Typically HTTP requests involve a single request, a single response, and then you’re done – for example:

$ curl -v http://localhost:8080/ping
*   Trying 127.0.0.1...
* TCP_NODELAY set
* Connected to localhost (127.0.0.1) port 8080 (#0)
> GET /ping HTTP/1.1
> Host: localhost:8080
> User-Agent: curl/7.61.1
> Accept: */*
> 
< HTTP/1.1 200 
< Date: Mon, 14 Dec 2020 17:04:36 GMT
< Content-Type: application/octet-stream
< Content-Length: 12
< Server: Apache TomEE
< 
* Connection #0 to host localhost left intact
Hello, world

You can see the example above returns a Content-Length header, telling the user-agent (curl, in this example) to expect a 12-byte response. Once that has been received, the connection is closed.
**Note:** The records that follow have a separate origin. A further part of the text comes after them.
PR #977, opened 2018-04-13
Don't decompose Bengali Rra and Rha

### LINKED ISSUE #779: Bangla font rendering problem with letter ড় ঢ় in LibreOffice 6.0 with some bengali fonts
I reported this issue on https://bugs.documentfoundation.org/show_bug.cgi?id=115421 on 3rd Feb, 2018. (Bug Id- 115421). In reply of this bug report, Mr. Khaled Hosny told me to report this bug here, so I did so. The problem as I told early is problem with Nukta sign. Libre Office use this character to create few bengali alphabet like  ড় ঢ় where the round dots of those letters become slightly displaced with some bengali fonts. But I test those fonts in alternative office packages like OpenOffice, MS Office where the Nukta character doesn't use to form those alphabets. My request is please fix this problem of LibreOffice in next update. I attaced few screenshots and few font which are used

.
27332268_1789682217708983_7452483768167553570_n
27336372_1789682214375650_3125569294339190204_n

ebraminio:
Fixes #779, the original font is copyrighted and I wanted to create a subset using hb-subset or pyftsubset but I need a hand here as their result doesn't look correct, so I guess I need to do it manually?

The fix itself looks legit as the same is done for `DEVANAGARI LETTER RRA` also apparently.

After the change,
```
build/util/hb-view "Bangla Akademi.ttf" --unicodes="09DC 0020 09DD 0020 09A1 09BC 0020 09A2 09BC"  --shapers=ot
```

a


ebraminio:
The fix itself looks legit as the same is done for `DEVANAGARI LETTER RRA` also apparently.

src/hb-ot-shape-complex-indic.cc
```diff
@@ -1472,6 +1472,8 @@ decompose_indic (const hb_ot_shape_normalize_context_t *c,
     case 0x0931u  : return false; /* DEVANAGARI LETTER RRA */
     case 0x0B94u  : return false; /* TAMIL LETTER AU */
 
+    case 0x09DCu  : return false; /* BENGAlI LETTER RRA */
+    case 0x09DDu  : return false; /* BENGAlI LETTER RHA */
```
dscorbett: “BENGAlI” should be in all caps.

ebraminio: Opps! Done

kuntalkundu:
thanks for response developers. Now what can I do please tell me. You said this font has a copyright issue so If you want I can send you some free Bengali Unicode font which has too same problem with those particular letters. Please give me some suggestions.

kuntalkundu:
Here I attached few bengali fonts which has same issue in Nuqta dot in Libre Office. 
[Nikosh.zip](https://github.com/harfbuzz/harfbuzz/files/1948503/Nikosh.zip)

behdad:
Thanks @ebraminio. The commit adding the existing two (b01d9b3d90e892341ee4463f2eda4600850b97d8) says it does because uniscribe doesn't. So I'm happy adding these two if uniscribe doesn't either. Would be nice to discover more.

src/hb-ot-shape-complex-indic.cc
```diff
@@ -1472,6 +1472,8 @@ decompose_indic (const hb_ot_shape_normalize_context_t *c,
     case 0x0931u  : return false; /* DEVANAGARI LETTER RRA */
     case 0x0B94u  : return false; /* TAMIL LETTER AU */
```
behdad: No need for the new-line here. Just sort these two with the previous two. Also add link to github issue.

ebraminio:
@kuntalkundu, thanks!

ebraminio:
@behdad, applied the changes, have a look if now looks ok.

kuntalkundu:
attaching few more fonts from same font family, Please check
[Desktop.zip](https://github.com/harfbuzz/harfbuzz/files/1950147/Desktop.zip)

Issue #681, opened 2018-01-06
Support "Traditional Arabic Windows 3.1 font page"


khaledhosny:
(This comment is edited by Ebrahim) Currently it needs Uniscribe support as the client needs to use `ScriptGetCMap()` or so since the fonts don’t have an Arabic `cmap` subtable.

However these fonts are still rather popular among Arabic users and there are hundreds of them floating around the web and people often complain about them not working on HarfBuzz-using applications (for example https://github.com/libass/libass/issues/292).

I don’t know if we can just do PUA shaping similar to Thai or if there is someway to identify these fonts like the Windows API do.

behdad:
I like to do this, but don't think we'd have ANY way to detect these.

dscorbett:
It should be possible to detect them. ssee1256.fon declares its [`dfCharSet`](https://support.microsoft.com/en-my/help/65123/windows-developers-notes-font-file-format) as 178 ([Arabic](https://msdn.microsoft.com/en-us/library/windows/desktop/bb322881(v=vs.85).aspx)), which [corresponds to Windows-1256](https://msdn.microsoft.com/en-us/library/cc194829.aspx). The font doesn’t fully comply with Windows-1256 but it is similar. Compare with ssee1255.fon, which uses a modification of Windows-1255.

behdad:
Right. But we don't support .fon files. Client font-funcs should support them before we can shape anything, and they should synthesize the cmap.

I'm open to coming up with a way to implement .fon and Type 1 in HarfBuzz itself if it's not too intrusive and does not distract from OpenType stuff.

anoosi:
right now i used libass+harfbuzz last ver.
how can i enable Windows-1256 private shaping in windows to get the old fonts work..

ebraminio:
Does the implementation have to be cross platform (and afterward support big endian machines also)? If so I guess we will have so fun with parsing EXE resources (FON is just an alias) and then FNT, writing a limited set of little endian int parsers. And do we need just to implement something equivalent to `ScriptGetCMap` or we need more? I mean the other font rendering stack layers are ready for it? It will be like my .dfont work but way cooler! (but I don't if I can reach to it)

ebraminio:
[...]

PR #981, opened 2018-04-13
Add dump-fon, a prototype on how to parse .fon/.fnt files

ebraminio:
Hopefully eventually to workaround #681, useful links,
* https://github.com/wine-mirror/wine/blob/master/tools/sfnt2fon/sfnt2fon.c
* https://github.com/andrewshadura/gbdfed/blob/master/bdffnt.c
* https://anolis.codeplex.com/
* https://github.com/ebraminio/PDB-Downloader/blob/master/main.cc
* https://web.archive.org/web/20120215123301/http://support.microsoft.com/kb/65123
* http://www.csn.ul.ie/~caolan/publink/winresdump/winresdump/doc/resfmt.txt
* https://github.com/juanitogan/mkwinfont/blob/master/python/dewinfont.py
* https://github.com/juanitogan/mkwinfont/blob/master/python/mkwinfont.py
* http://font.gohu.org (.fon, would be useful)

I will try eventually to contain all the needed changes (including LE ints) PE/NE exe/fnt structs into one file.

### DIFF
--- a/src/Makefile.am
+++ b/src/Makefile.am
@@ -362,11 +362,15 @@ dist_check_SCRIPTS += \
 endif
 
 check_PROGRAMS += \
+	dump-fon \
 	dump-indic-data \
 	dump-khmer-data \
 	dump-myanmar-data \
 	dump-use-data \
 	$(NULL)
+dump_fon_SOURCES = dump-fon.cc
+dump_fon_CPPFLAGS = $(HBCFLAGS)
+dump_fon_LDADD = libharfbuzz.la $(HBLIBS)
 dump_indic_data_SOURCES = dump-indic-data.cc hb-ot-shape-complex-indic-table.cc
 dump_indic_data_CPPFLAGS = $(HBCFLAGS)
 dump_indic_data_LDADD = libharfbuzz.la $(HBLIBS)
--- a/src/dump-fon.cc
+++ b/src/dump-fon.cc
@@ -1,0 +1,475 @@
+/*
+ * Copyright © 2018  Ebrahim Byagowi
+ *
+ *  This is part of HarfBuzz, a text shaping library.
+ *
+ * Permission is hereby granted, without written agreement and without
+ * license or royalty fees, to use, copy, modify, and distribute this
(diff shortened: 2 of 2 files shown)


ebraminio:
Now can extract ".fnt"s from .fon of New EXE format, the next step is extracting parsing them and supporting PE EXE format.

khaledhosny:
#681 isn’t about about Windows bitmap fonts, but old, pre-OpenType, TrueType fonts that used some sort of PUA encoding that I failed to find any documentation for and that works only on Windows. I thought the code mentioned in the issue helps shaping these fonts on Windows, but I might have been mistaken as I didn’t actually test any of this with HarfBuzz.

ebraminio:
To be honest I just followed Behdad comment on "Right. But we don't support .fon files." So what we should do with this implementation?

ebraminio:
There is no .fon files on Win 3.1 or Win 10 (!) that is using PE instead NE so I guess we can go without it.

behdad:
> #681 isn’t about about Windows bitmap fonts, but old, pre-OpenType, TrueType fonts that used some sort of PUA encoding that I failed to find any documentation for and that works only on Windows. I thought the code mentioned in the issue helps shaping these fonts on Windows, but I might have been mistaken as I didn’t actually test any of this with HarfBuzz.

AFAIU the font in question was `ssee1256.fon`. I'm not aware of any non-Unicode Arabic TTF fonts on Windows.

behdad:
Not sure how to detect those. Maybe the cmap platform etc has some clues?

khaledhosny:
I just accidentally found something interesting in FontValidator that might help solving this “mystery”: If `OS/2` version is 0, some of the reserved bits seem to indicate “win 3.1 font page”: https://github.com/Microsoft/Font-Validator/blob/master/OTFontFileVal/val_OS2.cs#L644-L681

The font in question seems to have `TRAD_ARABIC_FONT_PAGE` set.

ebraminio:
Cooool, I will write its detection part.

By contrast, Server Side Events creates a connection, which stays open, and new events are flushed to the stream:

$ curl -v http://localhost:8080/rest-sse-example/jms
*   Trying 127.0.0.1...
* TCP_NODELAY set
* Connected to localhost (127.0.0.1) port 8080 (#0)
> GET /rest-sse-example/jms HTTP/1.1
> Host: localhost:8080
> User-Agent: curl/7.61.1
> Accept: */*
> 
< HTTP/1.1 200 
< Accept: */*
< host: localhost:8080
< user-agent: curl/7.61.1
< Content-Type: text/event-stream
< Transfer-Encoding: chunked
< Date: Mon, 14 Dec 2020 17:14:12 GMT
< Server: Apache TomEE
< 
data: {"JMSDeliveryMode":2,"JMSDeliveryTime":0,"JMSDestination":{"properties":{"physicalName":"EVENT"},"reference":{"all":{},"className":"org.apache.activemq.command.ActiveMQTopic","factoryClassName":"org.apache.activemq.jndi.JNDIReferenceFactory"},"DLQ":false,"composite":false,"destinationTypeAsString":"Topic","marshallAware":false,"pattern":false,"physicalName":"EVENT","qualifiedName":"topic://EVENT","queue":false,"temporary":false,"dataStructureType":101,"destinationType":2,"topic":true,"topicName":"EVENT"},"JMSExpiration":0,"JMSMessageID":"ID:a-31oi1kgkz4qt5-38337-1607966052153-1:1:1:1:1","JMSPriority":4,"JMSRedelivered":false,"JMSTimestamp":1607966052334,"propertyNames":{},"text":"test message: 0"}

Here, the response stream is kept open until the client closes it. Notice the Content-Type and Transfer-Encoding headers on the response. This is telling the user-agent to expect an event stream, and the data will continue to be sent, in chunks.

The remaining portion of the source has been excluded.